● Task
From the first line to the last, give the records again exactly.

Segment Start: Exercise material

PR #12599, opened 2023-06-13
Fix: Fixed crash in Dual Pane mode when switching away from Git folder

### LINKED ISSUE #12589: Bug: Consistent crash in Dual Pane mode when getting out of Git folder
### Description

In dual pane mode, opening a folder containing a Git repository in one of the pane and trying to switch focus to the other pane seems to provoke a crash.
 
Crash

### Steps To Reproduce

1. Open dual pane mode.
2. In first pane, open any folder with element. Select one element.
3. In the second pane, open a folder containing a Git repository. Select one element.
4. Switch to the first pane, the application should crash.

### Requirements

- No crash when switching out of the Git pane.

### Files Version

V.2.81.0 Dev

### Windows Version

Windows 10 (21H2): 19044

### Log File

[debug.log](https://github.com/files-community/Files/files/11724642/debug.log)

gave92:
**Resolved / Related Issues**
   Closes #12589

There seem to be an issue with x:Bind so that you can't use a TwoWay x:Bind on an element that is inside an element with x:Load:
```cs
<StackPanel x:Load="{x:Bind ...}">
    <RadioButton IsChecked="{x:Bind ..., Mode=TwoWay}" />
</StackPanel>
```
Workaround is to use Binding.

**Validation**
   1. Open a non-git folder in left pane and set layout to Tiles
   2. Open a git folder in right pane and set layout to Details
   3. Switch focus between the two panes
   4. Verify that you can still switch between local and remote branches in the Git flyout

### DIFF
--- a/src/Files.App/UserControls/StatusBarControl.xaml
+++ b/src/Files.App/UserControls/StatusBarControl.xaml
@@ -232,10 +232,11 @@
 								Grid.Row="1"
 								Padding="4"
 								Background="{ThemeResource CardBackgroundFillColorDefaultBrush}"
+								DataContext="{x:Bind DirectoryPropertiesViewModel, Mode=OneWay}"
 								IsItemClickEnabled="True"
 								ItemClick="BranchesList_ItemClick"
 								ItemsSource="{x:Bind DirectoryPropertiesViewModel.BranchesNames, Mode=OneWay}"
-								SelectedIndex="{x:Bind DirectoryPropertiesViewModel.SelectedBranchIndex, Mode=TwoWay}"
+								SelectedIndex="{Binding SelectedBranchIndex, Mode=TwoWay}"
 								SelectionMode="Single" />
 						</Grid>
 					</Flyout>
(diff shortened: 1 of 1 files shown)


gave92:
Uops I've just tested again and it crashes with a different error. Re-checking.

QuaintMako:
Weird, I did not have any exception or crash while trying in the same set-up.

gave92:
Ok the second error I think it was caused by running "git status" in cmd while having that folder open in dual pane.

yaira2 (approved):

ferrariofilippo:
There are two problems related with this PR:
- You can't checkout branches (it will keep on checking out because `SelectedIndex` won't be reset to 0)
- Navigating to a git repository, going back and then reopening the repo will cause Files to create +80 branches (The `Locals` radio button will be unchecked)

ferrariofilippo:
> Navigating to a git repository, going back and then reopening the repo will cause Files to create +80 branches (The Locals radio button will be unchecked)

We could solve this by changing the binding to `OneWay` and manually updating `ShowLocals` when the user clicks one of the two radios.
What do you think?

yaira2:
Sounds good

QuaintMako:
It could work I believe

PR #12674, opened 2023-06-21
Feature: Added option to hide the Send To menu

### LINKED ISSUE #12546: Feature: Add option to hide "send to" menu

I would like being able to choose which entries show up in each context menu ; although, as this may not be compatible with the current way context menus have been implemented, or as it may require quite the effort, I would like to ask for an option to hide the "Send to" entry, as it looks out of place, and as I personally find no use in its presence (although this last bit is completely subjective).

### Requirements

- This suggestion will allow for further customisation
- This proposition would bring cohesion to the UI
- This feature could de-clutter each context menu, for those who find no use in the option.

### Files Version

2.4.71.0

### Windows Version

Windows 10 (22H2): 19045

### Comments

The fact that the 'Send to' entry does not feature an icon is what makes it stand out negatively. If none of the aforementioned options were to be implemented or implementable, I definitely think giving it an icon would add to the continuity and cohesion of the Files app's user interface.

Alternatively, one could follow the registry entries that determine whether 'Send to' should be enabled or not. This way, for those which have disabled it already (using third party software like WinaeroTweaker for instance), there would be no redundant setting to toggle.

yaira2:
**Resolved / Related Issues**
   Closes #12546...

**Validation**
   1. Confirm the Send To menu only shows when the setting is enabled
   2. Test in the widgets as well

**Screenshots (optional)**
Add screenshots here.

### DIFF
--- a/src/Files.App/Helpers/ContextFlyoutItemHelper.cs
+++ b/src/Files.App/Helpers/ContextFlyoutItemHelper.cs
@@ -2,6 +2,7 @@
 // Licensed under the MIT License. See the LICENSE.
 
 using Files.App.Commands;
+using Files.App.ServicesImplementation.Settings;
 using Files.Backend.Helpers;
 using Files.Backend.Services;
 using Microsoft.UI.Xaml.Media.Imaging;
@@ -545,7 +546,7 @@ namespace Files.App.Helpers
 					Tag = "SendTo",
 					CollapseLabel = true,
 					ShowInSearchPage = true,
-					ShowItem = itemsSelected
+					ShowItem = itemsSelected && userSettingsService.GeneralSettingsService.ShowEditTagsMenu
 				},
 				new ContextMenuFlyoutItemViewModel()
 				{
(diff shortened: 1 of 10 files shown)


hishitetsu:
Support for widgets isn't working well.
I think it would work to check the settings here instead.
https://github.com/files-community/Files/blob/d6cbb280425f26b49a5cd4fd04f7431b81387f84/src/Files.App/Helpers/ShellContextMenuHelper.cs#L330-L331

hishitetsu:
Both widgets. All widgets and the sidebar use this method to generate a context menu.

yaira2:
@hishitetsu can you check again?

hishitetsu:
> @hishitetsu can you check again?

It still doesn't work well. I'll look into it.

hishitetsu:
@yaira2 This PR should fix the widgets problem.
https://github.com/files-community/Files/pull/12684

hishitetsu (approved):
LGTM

Segment End: Exercise material

● Finished exercise
PR #12599, opened 2023-06-13
Fix: Fixed crash in Dual Pane mode when switching away from Git folder

### LINKED ISSUE #12589: Bug: Consistent crash in Dual Pane mode when getting out of Git folder
### Description

In dual pane mode, opening a folder containing a Git repository in one of the pane and trying to switch focus to the other pane seems to provoke a crash.
 
Crash

### Steps To Reproduce

1. Open dual pane mode.
2. In first pane, open any folder with element. Select one element.
3. In the second pane, open a folder containing a Git repository. Select one element.
4. Switch to the first pane, the application should crash.

### Requirements

- No crash when switching out of the Git pane.

### Files Version

V.2.81.0 Dev

### Windows Version

Windows 10 (21H2): 19044

### Log File

[debug.log](https://github.com/files-community/Files/files/11724642/debug.log)

gave92:
**Resolved / Related Issues**
   Closes #12589

There seem to be an issue with x:Bind so that you can't use a TwoWay x:Bind on an element that is inside an element with x:Load:
```cs
<StackPanel x:Load="{x:Bind ...}">
    <RadioButton IsChecked="{x:Bind ..., Mode=TwoWay}" />
</StackPanel>
```
Workaround is to use Binding.

**Validation**
   1. Open a non-git folder in left pane and set layout to Tiles
   2. Open a git folder in right pane and set layout to Details
   3. Switch focus between the two panes
   4. Verify that you can still switch between local and remote branches in the Git flyout

### DIFF
--- a/src/Files.App/UserControls/StatusBarControl.xaml
+++ b/src/Files.App/UserControls/StatusBarControl.xaml
@@ -232,10 +232,11 @@
 								Grid.Row="1"
 								Padding="4"
 								Background="{ThemeResource CardBackgroundFillColorDefaultBrush}"
+								DataContext="{x:Bind DirectoryPropertiesViewModel, Mode=OneWay}"
 								IsItemClickEnabled="True"
 								ItemClick="BranchesList_ItemClick"
 								ItemsSource="{x:Bind DirectoryPropertiesViewModel.BranchesNames, Mode=OneWay}"
-								SelectedIndex="{x:Bind DirectoryPropertiesViewModel.SelectedBranchIndex, Mode=TwoWay}"
+								SelectedIndex="{Binding SelectedBranchIndex, Mode=TwoWay}"
 								SelectionMode="Single" />
 						</Grid>
 					</Flyout>
(diff shortened: 1 of 1 files shown)


gave92:
Uops I've just tested again and it crashes with a different error. Re-checking.

QuaintMako:
Weird, I did not have any exception or crash while trying in the same set-up.

gave92:
Ok the second error I think it was caused by running "git status" in cmd while having that folder open in dual pane.

yaira2 (approved):

ferrariofilippo:
There are two problems related with this PR:
- You can't checkout branches (it will keep on checking out because `SelectedIndex` won't be reset to 0)
- Navigating to a git repository, going back and then reopening the repo will cause Files to create +80 branches (The `Locals` radio button will be unchecked)

ferrariofilippo:
> Navigating to a git repository, going back and then reopening the repo will cause Files to create +80 branches (The Locals radio button will be unchecked)

We could solve this by changing the binding to `OneWay` and manually updating `ShowLocals` when the user clicks one of the two radios.
What do you think?

yaira2:
Sounds good

QuaintMako:
It could work I believe

PR #12674, opened 2023-06-21
Feature: Added option to hide the Send To menu

### LINKED ISSUE #12546: Feature: Add option to hide "send to" menu

I would like being able to choose which entries show up in each context menu ; although, as this may not be compatible with the current way context menus have been implemented, or as it may require quite the effort, I would like to ask for an option to hide the "Send to" entry, as it looks out of place, and as I personally find no use in its presence (although this last bit is completely subjective).

### Requirements

- This suggestion will allow for further customisation
- This proposition would bring cohesion to the UI
- This feature could de-clutter each context menu, for those who find no use in the option.

### Files Version

2.4.71.0

### Windows Version

Windows 10 (22H2): 19045

### Comments

The fact that the 'Send to' entry does not feature an icon is what makes it stand out negatively. If none of the aforementioned options were to be implemented or implementable, I definitely think giving it an icon would add to the continuity and cohesion of the Files app's user interface.

Alternatively, one could follow the registry entries that determine whether 'Send to' should be enabled or not. This way, for those which have disabled it already (using third party software like WinaeroTweaker for instance), there would be no redundant setting to toggle.

yaira2:
**Resolved / Related Issues**
   Closes #12546...

**Validation**
   1. Confirm the Send To menu only shows when the setting is enabled
   2. Test in the widgets as well

**Screenshots (optional)**
Add screenshots here.

### DIFF
--- a/src/Files.App/Helpers/ContextFlyoutItemHelper.cs
+++ b/src/Files.App/Helpers/ContextFlyoutItemHelper.cs
@@ -2,6 +2,7 @@
 // Licensed under the MIT License. See the LICENSE.
 
 using Files.App.Commands;
+using Files.App.ServicesImplementation.Settings;
 using Files.Backend.Helpers;
 using Files.Backend.Services;
 using Microsoft.UI.Xaml.Media.Imaging;
@@ -545,7 +546,7 @@ namespace Files.App.Helpers
 					Tag = "SendTo",
 					CollapseLabel = true,
 					ShowInSearchPage = true,
-					ShowItem = itemsSelected
+					ShowItem = itemsSelected && userSettingsService.GeneralSettingsService.ShowEditTagsMenu
 				},
 				new ContextMenuFlyoutItemViewModel()
 				{
(diff shortened: 1 of 10 files shown)


hishitetsu:
Support for widgets isn't working well.
I think it would work to check the settings here instead.
https://github.com/files-community/Files/blob/d6cbb280425f26b49a5cd4fd04f7431b81387f84/src/Files.App/Helpers/ShellContextMenuHelper.cs#L330-L331

hishitetsu:
Both widgets. All widgets and the sidebar use this method to generate a context menu.

yaira2:
@hishitetsu can you check again?

hishitetsu:
> @hishitetsu can you check again?

It still doesn't work well. I'll look into it.

hishitetsu:
@yaira2 This PR should fix the widgets problem.
https://github.com/files-community/Files/pull/12684

hishitetsu (approved):
LGTM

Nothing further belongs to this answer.